What do you tell him?
Well, I’d say he’s got to focus every decision, every policy he makes, on small to medium-sized businesses. I’m going to call them ‘business builders’. Now, we’ve got a lot of people that need to be taken care of from the aging to unemployed to union workers and all that kind of thing. If he doesn’t consider business builders in every decision that he makes and he doesn’t lighten their saddle rather than make it heavier, we have no chance at all. We will not have sustainable growth with ‘shovel jobs’ or by propping the place up.
We have to have organic job creation that comes from startups and shootups. Or we will not retain our leadership of the free world. That’s first.
The 2nd thing is that the emphasis has gotta be put on entrepreneurship not innovation. And we’ve got to develop all of those sciences. Put your billions into that not innovation. We’ve got enough innovation. We’ve got innovation on the shelves all over this country.
But, the 3rd thing is we gotta make it intentional that cities are the places where these chicks can hatch because that’s where all the variation is.
Those would be the three things right now that would come out of our conversation.
And I appreciate this conversation very much.
Thank you for that. Your answer was very concise. And it’s music to my ears when you talk about the role of small business in creating jobs andcommunities and sustainable economies.
Leaders are readers. Jim Rohn says that. I just quote him. You're a leader. What are you reading in all your free time?
I’m trying to read as much as I can about US relationships with other countries. I read the Economist and Foreign Affairs. But I read more, sort of, journals and publications than I do read books.
But the reason I say that is the best thing the US can do, I can’t give a very good report on that right now, but we’ve got to figure out how the whole Middle East is a market of ours. I like to pick magazines and publications that are doing some real extreme thinking about how we can have business partnerships in that part of the world.
We have some. But you take a company like Mars candybars. God, I love companies like that; they’re selling candybars and things like that. You know the friendship that they develop with that? There is nothing more respectful in the world than American business like Mars, but I shouldn’t say names of companies but they come to you and say:
“We’d like to go in business with you and have you handle our pet products.”
And everybody gets excited. People forget about religion and occupation and all that.
I’m trying to do as much reading as I can to figure out how the US can have a different relationship with the whole world, rather than having one driven by military or political force but by business force.
That’s what people want. They want jobs.
That’s such a beautiful point. In that common goal of having a job you address all the primal needs that humans have. Welfare, security, an opportunity for our family to grow, an opportunity to thrive and reach our dreams for our children. And it transcends all of these other areas.

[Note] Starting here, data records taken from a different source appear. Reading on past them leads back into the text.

PR #94, opened 2021-05-17
check for non-finite values in bitset$sample

slwu89:
In the current version of individual, the sample method for bitsets will treat a vector of `NA` as being all 1s. I think it's because `storage.mode(c(NA,NA))` returns "logical" so when it gets to the C++ it is coerced to 1.0 because that vectors type is `double`, giving the observed behavior below. This PR adds a simple check to the sample method for vectors to make sure all the inputs are ok, and an additional test for this. This isn't a problem for a scalar `rate`, so we only need to test for a vector input.

This is relevant when the probabilities vary by timestep (for example), if the timestep is greater than the length of some vector of probabilities, R will return NA which could be passed to bitset$sample. Because no error is thrown this can lead to inscrutable output, so checking can lead to faster finding of bugs.

```
> library(individual)
> bset <- Bitset$new(size = 10)$insert(1:10)
> bset$to_vector()
 [1]  1  2  3  4  5  6  7  8  9 10
> bset$sample(rate = rep(NA,10))
> bset$to_vector()
 [1]  1  2  3  4  5  6  7  8  9 10
```

### DIFF
--- a/R/bitset.R
+++ b/R/bitset.R
@@ -88,6 +88,7 @@ Bitset <- R6::R6Class(
       if (length(rate) == 1) {
         bitset_sample(self$.bitset, rate)
       } else {
+        stopifnot(all(is.finite(rate)))
         bitset_sample_vector(self$.bitset, rate)
       }      
       self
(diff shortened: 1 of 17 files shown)


giovannic (approved):
Thanks!

PR #96, opened 2021-05-20
Updates to Performance vignette

slwu89:
Adds a section to demonstrate the bitset$sample() and bitset$set_difference() pattern being faster than calling filter_bitset() twice. It's a pretty common pattern so worth showing people up front. Also add the step of creating src/Makevars specifying the c++14 standard to the guide on how to make a package that links with "individual"; without that it won't compile.

### DIFF
--- a/vignettes/Performance.Rmd
+++ b/vignettes/Performance.Rmd
@@ -63,9 +63,33 @@ infection_process <- function(t){
 
 When creating a new Bitset, a user must specify the maximum size of the bitset. This is the maximum number of positive integers which the bitset can store. For example, if calling `Bitset$new(size = 100)`, the resulting object is able to store the presence or absence of integers between 1 and 100 (inclusive). Attempting to insert or remove elements outside of this range will result in an error.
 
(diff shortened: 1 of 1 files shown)


vignettes/Performance.Rmd
```diff
@@ -63,9 +63,33 @@ infection_process <- function(t){
...
+leave <- filter_bitset(bitset = bset,other = which(!keep))
+```
+
+This pattern is almost always slower than using the sample method with a set difference:
+
+```{r,eval=FALSE}
+stay <- bset$copy()
+stay$sample(rate = probs)
+
+leave <- bset$copy()$set_difference(stay)
```
giovannic, line 87: This is so cool. I'm gonna use this in a talk.

[not essential] It would be cool to have some microbenchmarks on this page too. It would make it even more compelling, e.g.

```r
microbenchmark(
  mean1(x),
  mean2(x)
)
#> Unit: nanoseconds
#>      expr   min    lq   mean median    uq        max neval
#>  mean1(x) 4,670 4,860  26557  5,020 5,220  2,150,000   100
#>  mean2(x)   968 1,120 204006  1,340 1,420 20,300,000   100
```

giovannic (approved):

vignettes/Performance.Rmd
slwu89: I agree. I wasn't sure if we wanted to have microbenchmarks running in the vignette but I do think it would help make the case for using those class methods (I did my own benchmarks to convince myself what I was writing is true...after about 1000 individuals the sample()/set_difference() pattern becomes 2-4X faster on my system).

PR #98, opened 2021-05-25
consistent use of stl algorithms for IntegerVariable and DoubleVariable

slwu89:
This PR changes the methods of IntegerVariable and DoubleVariable for finding size of sets and getting indices to consistently use functions in the <algorithm> header, for consistency. In a few cases (particularly for IntegerVariable) there is a small performance benefit but mostly this is to enforce consistency in the implementations. Also adds missing test cases for IntegerVariable in the test suite.

Somehow the dev branch had a misspelled roxygen tag in render.R so to avoid checks failing this PR fixes that too.

### DIFF
--- a/inst/include/DoubleVariable.h
+++ b/inst/include/DoubleVariable.h
@@ -56,11 +56,13 @@ struct DoubleVariable : public Variable {
     ) const {
         
         auto result = individual_index_t(size);
-        for(size_t it = 0; it < values.size(); it++) {
-            if( !(values[it] < a) && !(b < values[it]) ) {
-                result.insert(it);
+        auto i = 0u;
+        std::for_each(values.begin(), values.end(), [&](const double v) -> void {
+            if( !(v < a) && !(b < v) ) {
+                result.insert(i);
             }
-        }
+            ++i;
+        });
         
         return result;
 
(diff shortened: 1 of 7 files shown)


inst/include/DoubleVariable.h
```diff
@@ -71,12 +73,9 @@ struct DoubleVariable : public Variable {
         const double a, const double b
     ) const {
         
-        int result{0};
-        for(size_t it = 0; it < values.size(); it++) {
-            if( !(values[it] < a) && !(b < values[it]) ) {
-                result += 1;
-            }
-        }
+        int result = std::count_if(values.begin(), values.end(), [&](const double v) -> bool {
```
giovannic, line 76: Can we use an unsigned integer for counts?

```suggestion
        size_t result = std::count_if(values.begin(), values.end(), [&](const double v) -> bool {
```

it's, again, more explicit about what we expect from that line

slwu89:
Thanks for the feedback @giovannic! I did some more serious benchmarking in the meantime and found that the `for_each` pattern doesn't make any difference in speed (for some reason for DoubleVariable it slows things down, but not for IntegerVariable? mysterious ways).  `count_if` on the other hand is a bit faster. 

How about we ditch the `for_each` implementations, as those do indeed get pretty cumbersome, but keep the `count_if` ones, which I think are pretty convenient to write anyway.

slwu89:
Made those changes @giovannic! Also the IntegerVariable method to count the number of individuals with some specific value wasn't dispatching to the cpp implementations based on whether it gets scalar or vector input. So the `IntegerVariable$get_size_of` method now chooses the right implementation. Even with the extra check for length of input at the R level, avoiding using `std::find` within the loop speeds things up a lot for reasonable population sizes (1e5). 

image

giovannic (approved):

giovannic:
Great work!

Thank you for sitting in a coffee shop in order to do this interview.
Thanks for having an interest in Gallup and our research.
Thanks for being such a good friend and partner with Gallup. That means a lot to me.
Can you leave us with one final quote on The Coming Jobs War?
I’ll leave you with one of America’s most influential list. A famous Iowan, named Dr. George Gallup. He said that:
“If democracy is about the will of the people, somebody ought to go find out what that will is.”
There’s genius in that remark. The answer to that question right now is:
“The will of democracy right now is to have a good job. So, we oughta go fill that need if we want to hold the republic together.”
Thanks for taking the time for this conversation! Thank you. This has been a delight. And all of the guests from the Gallup organization I have interviewed on this show have been a delight. Tom Rieger with Breaking the Fear Barrier, Brian Brim with Strengths Based Selling and Tom Rath with Wellbeing. All great books, well-written with ample research and actionable steps and the authors were great guests. Thank you!